Information provided -

☆ ☆ ☆

PR #699, opened 2016-10-31
Add the mock half of Go unit test

pongad:
This commit implements mocks to be used by Go unit tests.
The tests themselves will be added in a later commit.


src/test/java/com/google/api/codegen/testdata/go_mock_library.baseline
```diff
@@ -0,0 +1,281 @@
...
+
+import (
+    "io"
+
+    "golang.org/x/net/context"
+)
+
+var _ = io.EOF
+
+type MockLibraryServiceImpl struct {
```
jba: We don't want to export this. Also, I don't think we need "Impl". So: mockLibraryService.

src/test/java/com/google/api/codegen/testdata/go_mock_library.baseline
```diff
@@ -0,0 +1,281 @@
...
+}
+
+var _ librarypb.LibraryServiceServer = &MockLibraryServiceImpl{}
+
+func (s *MockLibraryServiceImpl) CreateShelf(_ context.Context, req *librarypb.CreateShelfRequest) (*librarypb.Shelf, error) {
+    s.reqs = append(s.reqs, req)
+    if s.err != nil {
+        return nil, s.err
+    }
+    return s.resps[0].(*librarypb.Shelf), nil
```
jba: Why do you always return the first response? When do the others get used?

src/test/java/com/google/api/codegen/testdata/go_mock_library.baseline
```diff
@@ -0,0 +1,281 @@
...
+    err error
+
+    // responses to return if err == nil
+    resps []interface{}
+}
+
+var _ librarypb.LibraryServiceServer = &MockLibraryServiceImpl{}
+
+func (s *MockLibraryServiceImpl) CreateShelf(_ context.Context, req *librarypb.CreateShelfRequest) (*librarypb.Shelf, error) {
+    s.reqs = append(s.reqs, req)
```
jba: Since the only thing different is the cast, I think you can factor this out to a common function.

src/test/java/com/google/api/codegen/testdata/go_mock_library.baseline
jba: Oh, I think I see -- for streaming RPCs. OK.

src/test/java/com/google/api/codegen/testdata/go_mock_library.baseline
pongad: You're right. Wasn't thinking when reusing java code. Done.

src/test/java/com/google/api/codegen/testdata/go_mock_library.baseline
pongad: Done.

pongad:
@jba @garrettjonesgoogle PTAL

garrettjonesgoogle:
I'll have @shinfan take a look (since he's the test-gen person)

jba:
LGTM after one small change.

src/main/java/com/google/api/codegen/viewmodel/testing/MockGrpcMethodView.java
```diff
@@ -25,6 +25,8 @@
 
   public abstract String responseTypeName();
 
+  public abstract String streamHandle();
```
shinfan: streamHandle sounds vague to me. Can you be more specific?

pongad:
I'll "dismiss" @jba's review, since he already LGTMed.

src/main/java/com/google/api/codegen/transformer/MockServiceTransformer.java
```diff
@@ -0,0 +1,76 @@
...
+import com.google.api.tools.framework.model.Method;
+import com.google.api.tools.framework.model.Model;
+import com.google.common.base.Strings;
+import java.util.ArrayList;
+import java.util.Collection;
+import java.util.LinkedHashMap;
+import java.util.List;
+import java.util.Map;
+
+public class MockServiceTransformer {
```
pongad: Done.

src/main/java/com/google/api/codegen/transformer/go/GoGapicSurfaceTransformer.java
```diff
@@ -230,6 +239,38 @@ private PackageInfoView generatePackageInfo(
     return packageInfo.build();
   }
 
+  private MockCombinedView generateMockServiceView(
```
pongad: Ah that's why. Done

src/main/java/com/google/api/codegen/transformer/SurfaceNamer.java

☆ ☆ ☆

Problem details -
Using the entries above, give the number of lines that include "return", with no added words.

Result of the exercise -
5